Our data do not imply that phage λ is unable to infect starved bacteria. As shown in Kourilsky (1974) and Geng et al. (2024), λ can indeed infect and replicate in nutrient-limited cells. Our results specifically indicate that λ infection under starvation proceeds with a reduced adsorption rate, while T5 maintains the same adsorption rate even when the host is starved. Thus, our conclusion is that T5 is insensitive to the host metabolic state at the level of adsorption, whereas λ is not. We acknowledge that the wording in line 303 may have unintentionally led to confusion, and we have revised this part of the text to avoid that.
(2) The following comments relate to the text and figures in the manuscript. There are many places in the manuscript that could use fine proofreading and copy-editing for clarity and consistency. For example:
(2.1) If I understand it correctly, the equation in between lines 109 and 110 should be clarified using terms such as "Free viral particles after mixing with bacteria in Arsenate and Azide" and "Free viral particles in bacteria-free buffer with Arsenate and Azide". As it stands, it is not clear which terms correspond to conditions where bacteria are present.
The equation has been updated to explicitly indicate which terms refer to mixtures containing bacteria and which refer to bacteria-free controls, so that the correspondence between conditions is now clear.
(2.2) Equations in between line 276 and 283, and elsewhere: Some concentration terms are enclosed in brackets ("[BP]"), while most are not.
This notation has been clarified. We now use “[PB]” specifically to denote the transient phage–bacterium complex, distinguishing it from the product P⋅B. All other concentration terms are written without brackets for consistency.
(2.3) Figure 4 and in equations: "BP" or "PB"?
The notation has been made consistent throughout; we now use “PB” exclusively to denote the phage–bacterium complex.
(2.4) Line 284 and line 286: The "inj" in "k_inj" is sometimes italicized, sometimes not.
The notation has been standardized so that k_inj is now formatted consistently throughout the manuscript, without italicizing “inj.” Also we have replaced k_inj by k_com to reflect that our assay resolves irreversible phage commitment rather than DNA injection specifically.
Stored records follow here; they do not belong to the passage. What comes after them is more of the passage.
PR #11060, opened 2026-05-13
feat(skills): DB ops for custom skills (P1.060-P1.068)

rohoswagger:
## Description

Implements the Phase 1.6 DB ops layer for the Skills V1 universal primitive in `backend/onyx/db/skill.py`. This is the persistence-helper slice claimed on the shared task board ([`docs/craft/features/skills/TODOS.md`](../blob/skills-2/docs/craft/features/skills/TODOS.md)) as `P1.060-P1.068`.

Helpers added:

- `list_skills_for_user` / `fetch_skill_for_user` — `enabled = True AND deleted_at IS NULL`, plus `is_public` OR group-grant visibility via `_add_user_visibility_filter` (mirrors `onyx.db.persona._add_user_filters` minus the V1.5 direct-user-grant branch).
- `list_skills_for_admin` / `fetch_skill_for_admin` — `deleted_at IS NULL` only, so admins can still surface and re-enable disabled skills.
- `create_skill` and `patch_skill` — pre-check slug collisions against non-deleted rows and raise `OnyxError(DUPLICATE_RESOURCE)` so callers get a structured error instead of an IntegrityError from the partial unique index.
- `replace_skill_bundle` — returns `(skill, old_bundle_file_id)` so the API layer can delete the old blob AFTER commit.
- `replace_skill_grants` — dedups and re-issues join rows in a single transaction.
- `delete_skill` — soft-delete via `deleted_at = func.now()`. The sweep (`P5.031-P5.033`) handles blob cleanup + hard delete after the retention window.

None of the helpers commit — callers own the transaction so multi-step admin flows (create row + replace grants) can roll back atomically.

Stacked on `skills-base` (#11058).

## How Has This Been Tested?

- Smoke import (`uv run python -c "from onyx.db.skill import …"`) — passes against the venv.
- Pre-commit (`ruff`, `black`, `ty`, `lazy-imports`) — all pass on the new file.
- Functional coverage deferred to the Phase 2 API external-dependency tests (`P2.032-P2.036`), which exercise these helpers end-to-end through the admin and user routers. Phase 1.6 itself does not list test tasks on the board.

## Additional Options

---

**Stack:**
1. [skills-base #11058](https://github.com/onyx-dot-app/onyx/pull/11058)

---
## Summary by cubic
Implements Phase 1.6 DB helpers for custom skills with user/admin visibility, user reads filtered to enabled only, and hard-delete. Removes `deleted_at`, replaces the partial slug index with `UniqueConstraint` (`uq_skill_slug`), and marks P1.060–P1.068 as REVIEW in docs.

- **New Features**
  - Read helpers: users see enabled + public or group-granted; admins see all.
  - `create_skill` / `patch_skill`: pre-check slug collisions; `patch_skill` uses `UnsetType` from `onyx.db.utils`.
  - `replace_skill_bundle`: swaps bundle and returns old `bundle_file_id` for post-commit cleanup.
  - `replace_skill_grants`: dedups and replaces group grants; raises `NOT_FOUND` when the skill is missing.
  - Return `CustomSkill` views; helpers never commit—callers own the transaction.

- **Bug Fixes**
  - Translate only slug-unique `IntegrityError` (`uq_skill_slug`) into `DUPLICATE_RESOURCE` via `is_unique_violation`; others bubble up.
  - Dropped SAVEPOINT usage in create/patch paths.

<sup>Written for commit cfdc5c932bd52be3578afdd6cadc714d842eee91. Summary will update on new commits.</sup>

### DIFF
--- a/backend/onyx/db/skill.py
+++ b/backend/onyx/db/skill.py
@@ -1,1 +1,268 @@
+"""DB operations for custom (admin-uploaded) skills.
 
+Access model:
+- Admin reads: filter `deleted_at IS NULL` only. Disabled skills stay visible
+  so admins can re-enable them.
+- User reads: filter `enabled = True AND deleted_at IS NULL`, plus `is_public`
+  OR the user is in a group that has been granted access.
+
+These helpers never commit — callers control the transaction boundary so a
+multi-step admin flow (e.g. create row + replace grants) can roll back atomically.
+"""
+
+from collections.abc import Sequence
+from typing import Any
+from typing import Final
+from uuid import UUID
+
+from sqlalchemy import delete
+from sqlalchemy import func
+from sqlalchemy import or_
+from sqlalchemy import Select
+from sqlalchemy import select
+from sqlalchemy.orm import Session
+
+from onyx.auth.schemas import UserRole
+from onyx.db.models import Skill
+from onyx.db.models import Skill__UserGroup
+from onyx.db.models import User
+from onyx.db.models import User__UserGroup
+from onyx.error_handling.error_codes import OnyxErrorCode
+from onyx.error_handling.exceptions import OnyxError
+
+_UNSET: Final[Any] = object()
+
+
+def _add_user_visibility_filter(
+    stmt: Select[tuple[Skill]], user: User
+) -> Select[tuple[Skill]]:
+    """Restrict a `select(Skill)` to rows the given user can see.
+
+    Mirrors `onyx.db.persona._add_user_filters` minus the direct user-grant
+    branch (no `Skill__User` table in V1). Admins bypass the filter; everyone
+    else sees `is_public=True` OR membership in a group that holds a grant.
+    """
+    if user.role == UserRole.ADMIN:
+        return stmt
+
+    group_grant_exists = (
+        select(Skill__UserGroup.skill_id)
+        .join(
+            User__UserGroup,
+            User__UserGroup.user_group_id == Skill__UserGroup.user_group_id,
+        )
+        .where(Skill__UserGroup.skill_id == Skill.id)
+        .where(User__UserGroup.user_id == user.id)
+        .exists()
+    )
+
+    return stmt.where(or_(Skill.is_public.is_(True), group_grant_exists))
+
+
+def list_skills_for_user(user: User, db_session: Session) -> Sequence[Skill]:
+    """Skills the user can use in a session.
+
+    Filtered to `enabled = True AND deleted_at IS NULL`: disabled or soft-deleted
+    skills never reach the materializer.
+    """
+    stmt = (
+        select(Skill)
+        .where(Skill.enabled.is_(True))
+        .where(Skill.deleted_at.is_(None))
+        .order_by(Skill.name)
+    )
+    stmt = _add_user_visibility_filter(stmt, user)
+    return db_session.scalars(stmt).all()
+
+
+def fetch_skill_for_user(
+    skill_id: UUID, user: User, db_session: Session
+) -> Skill | None:
+    """Single-skill lookup with the same filter as `list_skills_for_user`.
+
+    Returns None when the skill does not exist, is disabled, soft-deleted, or
+    the user has no grant — callers translate to 404 as needed.
+    """
+    stmt = (
+        select(Skill)
+        .where(Skill.id == skill_id)
+        .where(Skill.enabled.is_(True))
+        .where(Skill.deleted_at.is_(None))
+    )
+    stmt = _add_user_visibility_filter(stmt, user)
+    return db_session.scalars(stmt).one_or_none()
+
+
+def fetch_skill_for_admin(skill_id: UUID, db_session: Session) -> Skill | None:
+    """Admin lookup: `deleted_at IS NULL` only (no `enabled` filter)."""
+    stmt = select(Skill).where(Skill.id == skill_id).where(Skill.deleted_at.is_(None))
+    return db_session.scalars(stmt).one_or_none()
+
+
+def list_skills_for_admin(db_session: Session) -> Sequence[Skill]:
+    """All non-soft-deleted skills, for the admin UI.
+
+    Disabled skills are included so the admin can re-enable them; soft-deleted
+    rows are hidden by default (engineer-only undelete bypasses this helper).
+    """
+    stmt = select(Skill).where(Skill.deleted_at.is_(None)).order_by(Skill.name)
+    return db_session.scalars(stmt).all()
+
+
+def create_skill(
+    *,
+    slug: str,
+    name: str,
+    description: str,
+    bundle_file_id: str,
+    bundle_sha256: str,
+    manifest_metadata: dict[str, Any],
+    is_public: bool,
+    author_user_id: UUID | None,
+    db_session: Session,
+) -> Skill:
+    """Insert a new Skill row.
+
+    Raises `OnyxError(DUPLICATE_RESOURCE)` if a non-deleted skill with the
+    same slug already exists. The partial unique index on `slug WHERE
+    deleted_at IS NULL` enforces this at the DB layer as a backstop; this
+    helper checks first so the caller gets a clean structured error rather
+    than an IntegrityError.
+    """
+    existing = db_session.scalars(
+        select(Skill.id).where(Skill.slug == slug).where(Skill.deleted_at.is_(None))
+    ).first()
+    if existing is not None:
+        raise OnyxError(
+            OnyxErrorCode.DUPLICATE_RESOURCE,
+            f"A skill with slug '{slug}' already exists.",
+        )
+
+    skill = Skill(
+        slug=slug,
+        name=name,
+        description=description,
+        bundle_file_id=bundle_file_id,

(2.5) Figure 5: Was the step "Estimate cell numbers from OD" really performed on the next day after the experiment (i.e., >12 hours after infection and phage plating), not immediately after cell washing?
Thank you for pointing this out. The figure has been updated to reflect the correct order of steps: cell numbers are estimated from OD immediately after washing, followed by overnight incubation of the plates.
(2.6) Figure S1: As it stands now, the x-axis of each panel can be read either as "Permissive, Resistant bacteria, Buffer" (missing "bacteria" for the first pair of bars), or "Permissive (bacteria), Resistant (bacteria), Buffer (bacteria)" (extra "bacteria" for the last pair of bars).
The intended interpretation is the second one (permissive bacteria, resistant bacteria, buffer).
(2.7) Figure S3: The panel letters "A" and "B" are missing in the figure. Also, it is not clear why the legend for the five phages and the legend for the measurement times are not combined.
Following the suggestions from all of the reviewers we have removed Figure S3 as it created more confusion than clarity.
(2.8) Strain table in the Methods and Materials: Please write genotypes with italicization, and consistently indicate mutations and deletions with the minus sign superscript or the Δ prefix. Also, for the S3222 strain: Is it really the entire Mal regulon mutated ("Mal-"), or just lamB-? In Brown et al. 2022, it was only the latter.
Genotypes have been reformatted with consistent notation. For S3222, the correct designation is Mal-, as in the SI of Brown et al. 2022. In this case, Mal- is intended as a phenotypic designation rather than a specific genotype, and we have therefore formatted it accordingly, i.e. neither italicized nor written in lower case.